12. Government should consider options to improve access to funding support for public water supply systems that are currently ineligible for federal/provincial infrastructure assistance
13. Based on the needs identifi ed by assessments and the requirements stipulated on operating permits, water suppliers should implement or expand treatment performance monitoring to include variables such as CT,32 filtration performance, turbidity, UV performance, pH and pressure regimes as appropriate.
14. To ensure all public water supply systems have improved access to laboratory testing of water samples, a broader network of approved laboratories should be encouraged
15. Government should undertake to develop an accurate inventory of BC’s small public drinking water supply systems and obtain all of the data identifi ed as part of the drinking water information management project core data set. The drinking water information management project must be completed to ensure ready access to relevant information, as appropriate.

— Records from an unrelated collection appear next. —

PR #280, opened 2018-08-28
BEM-ed all the classnames, restyled according to the design, made the…

ghostPepperWonton:
- BEM-ed all the classnames
- Restyled according to the design
- Made the alerts with the new style and added a transition
- Stickied the container with JS (since sticky positioning isn't yet supported in IE)
- Added the fade at the bottom of the scroll
- Made sure it doesn't flow under the footer

At the top:
screen shot 2018-08-28 at 11 59 59 am

During scroll:
screen shot 2018-08-28 at 11 59 02 am

At the bottom:
screen shot 2018-08-28 at 12 00 30 pm

New flashes:
screen shot 2018-08-28 at 11 59 26 am


louise-r-blue (approved):
like the new style

app/assets/javascripts/vocab_bar.js
```diff
@@ -1,19 +1,45 @@
...
-      bar.hide();
-      $('.not_sticky_footer').removeClass('vocab_sheet_background');
-    } else if (windowWidth > 639 &&  bar.length) {
-      bar.show();
-      $('.not_sticky_footer').addClass('vocab_sheet_background');
+  if ($('.vocab-sheet__bar').length > 0) {
+    var bar = $('.vocab-sheet__bar');
+
+    function hideVocabSheetOnMobile() {
+      var windowWidth = $(window).width();
```
Rabid-Dan: can this be achieved with a css media query? Or is there some voodoo magic in here somewhere that means it needs to be done with Javascript

ghostPepperWonton: This was actually in there before, but it could be easily taken out for CSS so I'll just do that anyway.

app/assets/javascripts/vocab_bar.js
```diff
@@ -1,19 +1,29 @@
...
+    var baseMargin = 24; // 1.5rem
+    var initialOffset = bottom + baseMargin;
+    var footerTop = $('.sticky_footer').offset().top;
+
+    function positionVocabBar() {
+      var windowScroll = $(window).scrollTop();
+      var barBottom = bar.offset().top + bar.outerHeight(true) + baseMargin;
+
+      if (windowScroll < bottom) {
+        bar.css({top: initialOffset - offset});
```
Rabid-Dan, line 16: Can this same thing be achieved with sticky/fixed css positioning? Or am I mis reading what it does?

app/assets/stylesheets/_variables.scss
```diff
@@ -46,9 +46,9 @@ $search-result-banner: 1.8em;
 }
 
 @mixin border-radius-small {
-  border-radius: 5px;
+  border-radius: .25rem;
 }
 
 @mixin border-radius-large {
-  border-radius: 25px;
```
Rabid-Dan, line 53: So kind of nit picky but I dont think the conversion here is one to one. Its probably less noticeable in the change above but there is a decent difference. I do like keeping our units rounded though. Is there a reason that these needed to change or can we just keep them as px values for now?

Br3nda (approved):
working great in Firefox.

app/assets/javascripts/vocab_bar.js
ghostPepperWonton: The short answer is yes, this is essentially sticky positioning, however we unfortunately can't use sticky because of the IE support being nil: https://caniuse.com/#feat=css-sticky

I'll look into your suggestion for using `fixed` though.

app/assets/stylesheets/_variables.scss
ghostPepperWonton: The reasoning was that I wanted to use rounded rem units so the browser does the calc. Since it was one pixel off, I wanted to use the mixins so it updates it site-wide for consistency, but I'm fine with switching it back.

Rabid-Dan: hmm I think thats some good reasoning and I'm sort of in favour of keeping the change now.
The only other issue I have with it though is that this file will now contain a mixture of em px and rem units which might be a little bit confusing from a standards point of view.

app/assets/javascripts/vocab_bar.js
Rabid-Dan: After a quick offline discussion we're also going to investigate using the foundation sticky plugin which seems to do what we want and is included in this project anyway. If that fails or there are browser compatibility issues then we'll do some minor optimisations to this and then its good

app/assets/stylesheets/_vocab_sheet.scss
```diff
@@ -250,6 +193,97 @@
...
+      position: absolute;
+      z-index: 2;
+      bottom: 0;
+      left: 0;
+      width: 100%;
+      height: 3rem;
+      background: linear-gradient(transparent, $vocab-bg);
+    }
+
+    &-header {
```
Rabid-Dan: would it be a lot of work to convert this and the other ones below from "-header" to element naming "__header"?

app/assets/stylesheets/_vocab_sheet.scss
```diff
@@ -250,6 +193,97 @@
...
+    .flash {
+      @include border-radius-small;
+    
+      margin: 0 auto;
+      background-color: $success-green;
+      width: 80%;
+      padding: .25rem;
+      opacity: 0;
+      max-height: 0;
+      transition: {
```
Rabid-Dan: I've seen a few transitions around in the last couple of PRs is there much consistency in their settings? If so it might be time to start looking at making a little mixin for the properties.

app/assets/stylesheets/_vocab_sheet.scss
Rabid-Dan: oh wait this is already nested inside an element. ignore me

app/assets/stylesheets/_vocab_sheet.scss
ghostPepperWonton: Yeah, they're all the same. Mixin time!

app/assets/javascripts/vocab_bar.js
Rabid-Dan: An additional follow up to this. We tried implementing the foundation sticky plugin but theres something in the existing styling thats preventing it from working. We've opted to backlog that particular implementation for now and get this over the line.

app/assets/stylesheets/_vocab_sheet.scss
```diff
@@ -193,93 +193,6 @@
       z-index: 11;
     }
   }
-
```
Rabid-Dan: ⭐️ 🔴 ⭐️ 🔴 ⭐️

Rabid-Dan (approved):
Great work! Thanks for working through and discussing all of my comments!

16 Strategies should be developed to prevent the creation of new small water supply systems where other supplies could be expanded or existing supplies amalgamated. These strategies should include regulatory amendments that:
- a. Prohibit the creation of multiple small water supply systems where one larger system could be developed.
- b. Facilitate extensions of local government boundaries to allow expansion of local government-owned water supply systems.

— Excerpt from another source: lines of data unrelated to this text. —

PR #283, opened 2018-08-29
Bugfix/changing names

ghostPepperWonton:
This fixes an issue where we weren't able to update English names or Maori names. Then during fixing, I found a few other issues with the way that these fields get updated, so there are actually a few files that were updated.

Note: There are also changes to the notes field because the three should really use the same implementation for updating the item.


app/assets/javascripts/vocab_sheet.js
```diff
@@ -91,51 +72,97 @@ $(document).ready(function() {
...
+      if (!!params.signId) {
+        $.ajax({
+          url: action || '/vocab_sheet/items/' + params.signId,
+          method: 'PUT',
+          data: assignItemParams(params),
+          headers: {
+            'X-CSRF-Token': $('meta[name="authenticity-token"]').attr('content'),
+          },
+        }).done(function(data) {
+          // console.log('success!', data);
```
louise-r-blue: Maybe take the console log out?

app/views/vocab_sheets/_vocab_sheet_item.html.haml
```diff
@@ -7,14 +7,14 @@
...
-        = text_area_tag "item[maori_name]", vocab_sheet_item.maori_name, class: 'item_maori_name vocab-sheet__text-input h3 maori_gloss', id: "item_#{vocab_sheet_item.id}_maori_name"
+        = text_area_tag "item[maori_name]", vocab_sheet_item.maori_name, class: 'item-maori-name vocab-sheet__text-input h3 maori_gloss', id: "item_#{vocab_sheet_item.id}_maori_name"
         = hidden_field_tag "item[#{vocab_sheet_item.id}][old_maori_name]", vocab_sheet_item.maori_name, class: 'old_maori_name'
         = submit_button('vocab_sheet.change')
     - if size == 6
       .notes-view__notes
         = form_tag vocab_sheet_item_path(vocab_sheet_item), method: :put do
           .input-with-character-count
-            = text_area_tag "item[notes]", vocab_sheet_item.notes,  {class: 'item_notes vocab-sheet__text-input h3 notes', id: "item_#{vocab_sheet_item.id}_notes", maxlength: 250 }
+            = text_area_tag "item[notes]", vocab_sheet_item.notes,  {class: 'item-notes vocab-sheet__text-input h3 notes', id: "item_#{vocab_sheet_item.id}_notes", maxlength: 250 }
```
louise-r-blue, line 17: Can maxLength be defined in the model - vocab_sheet.rb

louise-r-blue: Looking good

app/assets/javascripts/vocab_sheet.js
```diff
@@ -91,51 +72,97 @@ $(document).ready(function() {
...
   };
 
+  if ($('.vocab-sheet__text-input').length > 0) {
+    $('.vocab-sheet__text-input').keyup(function() {
+      var field = $(this);
+      action = getFormAction(field);
+      signId = getSignIdFromAction(action);
+      var data = {signId};
+
+      if (field.hasClass('item-name')) {
```
Rabid-Dan: I think all these cases can be single line ifs?
if (field.hasClass('item-name')) { data['name'] = field.val(); }
if (field.hasClass('item-maori-name')) { data['maoriName'] = field.val(); }
if (field.hasClass('item-notes')) { data['notes'] = field.val();}

app/assets/javascripts/vocab_sheet.js
```diff
@@ -91,51 +72,97 @@ $(document).ready(function() {
...
+        data['notes'] = field.val();
+      }
+
+      updateVocabItem(action, data);
+    });
+  }
+
+  function updateVocabItem(action, params) {
+    checkForTextTimeout(function(action, params) {
+      if (!!params.signId) {
```
Rabid-Dan: can we re write these to be null checks or something instead please? The double bang becomes suuper difficult to read after a while

app/models/item.rb
```diff
@@ -11,7 +11,7 @@ class Item < ActiveRecord::Base
     self.name = (sign.is_a?(Sign) ? sign.gloss_main : nil) if name.nil?
     self.maori_name = (sign.is_a?(Sign) ? sign.gloss_maori : nil) if maori_name.nil?
     self.sign_id = sign.id if sign_id.nil?
-    self.drawing = sign.drawing
+    self.drawing = sign.drawing if drawing.nil?
```
Rabid-Dan, line 14: is this still needed?

ghostPepperWonton: I liked the consistency, but I can revert it

Rabid-Dan (approved):
🎉

louise-r-blue (approved):

app/assets/javascripts/vocab_sheet.js
```diff
@@ -91,51 +72,91 @@ $(document).ready(function() {
...
-        },
-        headers: {
-          'X-CSRF-Token': $('meta[name="authenticity-token"]').attr('content'),
-        },
-      }).done(function(data) {
-        // console.log("success!", data)
-      }).fail(function(error) {
-        console.error(error.statusText);
-      });
+      action = getFormAction(elem);
```
Br3nda: missing `var` here.. ?

app/assets/javascripts/vocab_sheet.js
```diff
@@ -91,51 +72,91 @@ $(document).ready(function() {
...
+      signId = getSignIdFromAction(action);
```
Br3nda: and here, i think it's a global variable for realz - if it is, can it be in upper case to make it clearer.

app/views/vocab_sheets/_vocab_sheet_item.html.haml
Rabid-Dan: @louise-r-blue Theres only one instance of it at that value right now so I dont think its suuuuper necessary to abstract it out into a method just yet

Br3nda (changes requested):
couple variables

app/assets/javascripts/vocab_sheet.js
Br3nda: oh nah. it's a local variable. needs a `var`

app/assets/javascripts/vocab_sheet.js
```diff
@@ -91,51 +72,91 @@ $(document).ready(function() {
...
+    });
+  }
+
+  function assignItemParams(params) {
+    var data = {};
+
+    if (params.signId !== null) data['sign_id'] = params.signId;
+    if (params.name !== null) data['name'] = params.name;
+    if (params.maoriName !== null) data['maori_name'] = params.maoriName;
+    if (params.notes !== null) data['notes'] = params.notes;
```
Br3nda: gosh this bit is repetitive. Is there a way to DRY it? :elephant:

app/assets/stylesheets/_vocab_sheet.scss
```diff
@@ -187,7 +187,7 @@
       right: -14px;
     }
   
-    .item_maori_name {
+    .item-maori-name {
```
Br3nda, line 198: :sparkles:

app/assets/javascripts/vocab_sheet.js
ghostPepperWonton: You're right, getting that fixed up now

app/assets/javascripts/vocab_sheet.js
ghostPepperWonton: It is, right? The reason I did it this way was two-fold:

- The property names are different between Ruby and JS
- If the item isn't present in params, it shouldn't be in data otherwise it overrides it in Ruby (otherwise I would do a fallback assignment)

What do you think?

Br3nda (approved):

- c. Provide authority to require developers to connect new properties with existing adjacent water supply systems.
17 To follow up on the Action Plan for Safe Drinking Water in British Columbia, public drinking water system suppliers should engage their customers in fiscal planning for maintaining and upgrading their systems over the short and long-term. In addition, small water supply systems should be offered assistance to develop revenue streams to fund assessments, response plans and system upgrades.
18 Rates for drinking water should reflect the true, long-term, costs of water treatment, distribution and water system operation, aintenance and monitoring. Revenue generated from charges for water should be reinvested in programs that promote awareness of water quality and quantity, protect water quality, improve public health and encourage sustainable water use to promote healthy communities.